Yang terjadi sekarang, jadi menurut saya umat Islam, kalau sudah sampai pada tahapan pasukan
barulah berpikiran untuk berkuasa. Tapi jangan coba-coba kalau masih berada di tahapan kerumunan
mengharap berkuasa. Sudah jadi barisan juga belum tentu (berkuasa).

Jangan sampai pagi-pagi kita sudah tulis berita bahwa kita akan berkuasa melalui (Pilpres) 2024. Saya
ngomong ini apa adanya, kawan-kawan PKS seakan-akan mimpi bahwa 2024 berkuasa dengan
memenangkan pemilu. Menurut saya ini fatamorgana. Dan ini diucapkan oleh para pembesar partai
bahwa 2024 akan mendapatkan suara terbesar, menurut saya masih jauh. Jauh panggang dari api.

Ini kita gak bisa lepas dari politik nasional juga. Situasi sekarang nampaknya tidak bersahabat dengan
umat Islam. Berapa lama? Kapan? Nah, itu kita gak bisa bahas sekarang, nanti kita ketemu lagi.

Seberapa penting peran lembaga kajian atau riset bagi gerakan dakwah?

Penting sekali. Lembaga dakwah itu kalau bisa semakin banyak memiliki lembaga kajian akan semakin
bagus.

Saya pernah ke Rand Corporation (lembaga strategis di Amerika), yang kerja di sana tak lebih dari 200
orang tapi tertib sekali. Tertib administrasi, kegiatan, program, penjadwalan, kita harapkan ke sana,
entah apa namanya. Modal kita sebenarnya sudah ada.

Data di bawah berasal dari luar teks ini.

PR #750, opened 2022-02-03
Update packages

msevestre:


R/simulation-batch-run-values.R
```diff
@@ -1,46 +1,50 @@
...
+    #' @field parameterValues Vector of parameter values used in a batch run
+    parameterValues = function(value) {
+      private$wrapVectorProperty("ParameterValue", "ParameterValues", value, "Values")
+    },
+    #' @field initialValues Vector of initial values used in a batch run
+    initialValues = function(value) {
+      private$wrapVectorProperty("InitialValue", "InitialValues", value, "MoleculeValues")
+    },
+    #' @field id Internal id of the batch run value
+    id = function(value){
```
msevestre, line 46: So i need to allow the id to be returned

PR #752, opened 2022-02-03
Fixes #748 test utilties simulation

### LINKED ISSUE #748: Add .gitattribute specifying what we should use for line ending etc..
based off this
https://github.com/alexkaratarakis/gitattributes/blob/master/R.gitattributes

And ensure that we set the line ending to crlf
see https://stackoverflow.com/a/2825829

msevestre:


tests/testthat/test-utilities-simulation.R
```diff
@@ -1,378 +1,378 @@
-context("exportIndividualSimulations")
```
msevestre, line 1: @IndrajeetPatil This is happening again. I think RStudio is doing some weird stuff. Hopefully this won't happen again with this change. Merging since this is the same as in the other repo

IndrajeetPatil: Yeah, I noticed 😅 

But ignoring the whitespace change is quite the neat trick to avoid any headache that might arise from this while reviewing the PR, so I am not too concerned about this anymore.

I wish this was GitHub's default settings for showing code changes.

PavelBal:
@msevestre Delete the branch https://github.com/Open-Systems-Pharmacology/OSPSuite-R/tree/748-add-git-attribute ?

msevestre:
Yes it's merged

PR #759, opened 2022-02-07
move test to the correct file

IndrajeetPatil:
Follow up to #737

Also runs test on linux which was previously skipped


IndrajeetPatil:
@msevestre Do you know where these changes are coming from? I didn't make any changes to this folder.

image

msevestre:
You probably did not update the submodule after pulling from develop. git status would have shown normally that this was required. So you probably commited the old version of the submodule again. This needs to be reverted

IndrajeetPatil:
> You probably did not update the submodule after pulling from develop

How am I supposed to know when I should or should not update submodules? I definitely can't keep checking commit hashes each time I pull, so I am assuming there is some trick to this.

Do you think it's worth mentioning how to update submodules here?

https://github.com/Open-Systems-Pharmacology/Suite/blob/develop/GIT_WORKFLOW.md

msevestre:
>How am I supposed to know when I should or should not update submodules?

I am assuming that git for windows should display this. I am using Cmder and i see it right away
image

the yellow indicates some changes and the M comes from git shows that dimension is outdated

IndrajeetPatil:
How come this was merged? I didn't revert the change to the submodule. 👀 

Thanks for the tip; I will start using `Cmder`.

msevestre:
Oh crap..I thought you had done it. Well this needs to be reverted. Sorry

PR #769, opened 2022-02-14
Fixes #767

### LINKED ISSUE #767: DataSet constructor
`DataSet` can get either a ref or a name to create an empty DS... which is just a bad signature because 

```
ds1 <- ospsuite::DataSet$new("ds1")

Error in private$.dataRepository$baseGrid : 
$ operator is invalid for atomic vectors
3.
private$.initializeCache() at data-set.R#202
2.
initialize(...)
1.
ospsuite::DataSet$new("ds1")
```

This happens because the first argument should be `ref` and the second is `name`. As the user would only use `name` as an argument when creating a DataSet from scratch, I would propose to either 

1) Swap the arguments in the constructor, such that `name` is the first and `ref` the second, so `DataSet$new("ds1")`, would work as expected, or
2) Only allow `ref` in the constructor and create a function for an empty data set, or a function `createDataSet(xValues, yvalues, yError)`.

I vote for Nr.1 as for me it is easier to have an overview of what I can do with the object in the object, and not to have to look through all available functions in the package.

@msevestre please give your feedback.

PavelBal:
DataSet constructor first argument is `name`, second `dataRepository`

### DIFF
--- a/R/data-set.R
+++ b/R/data-set.R
@@ -194,7 +194,7 @@ DataSet <- R6::R6Class(
     #' @param name Name of the `DataSet` if created from scratch (no `dataRepository`)
     #' provided. Ignored if `dataRepository` is not `NULL`.
     #' @return A new `DataSet` object.
-    initialize = function(dataRepository = NULL, name = NULL) {
+    initialize = function(name = NULL, dataRepository = NULL) {
       if (is.null(dataRepository) && is.null(name)) {
         stop(messages$errorDataSetNameMissing)
       }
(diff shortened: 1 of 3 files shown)


msevestre:
build is failing

PavelBal:
We urgently have to fix the issue with not being able to run check locally (PK-Sim issue)... this is pure pain.

msevestre:
What issue is this?

PavelBal:
Building running again.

Saya juga beberapa kali ke Cina, karena dulu saya termasuk dalam proses pencairan hubungan
Indonesia-Cina. Saya dengan seizin Prof Muchtar Kusumaatmadja merintis normalisasi hubungan
pasca pemberontakan PKI 1965. Saya lihat di setiap kecamatan ada tempat riset. Dan itu tergantung
dengan apa keunggulan tempat tersebut. Kalau di situ yang unggul buah, maka riset buahnya
diperkuat. Kalau bisa kita juga seperti ini.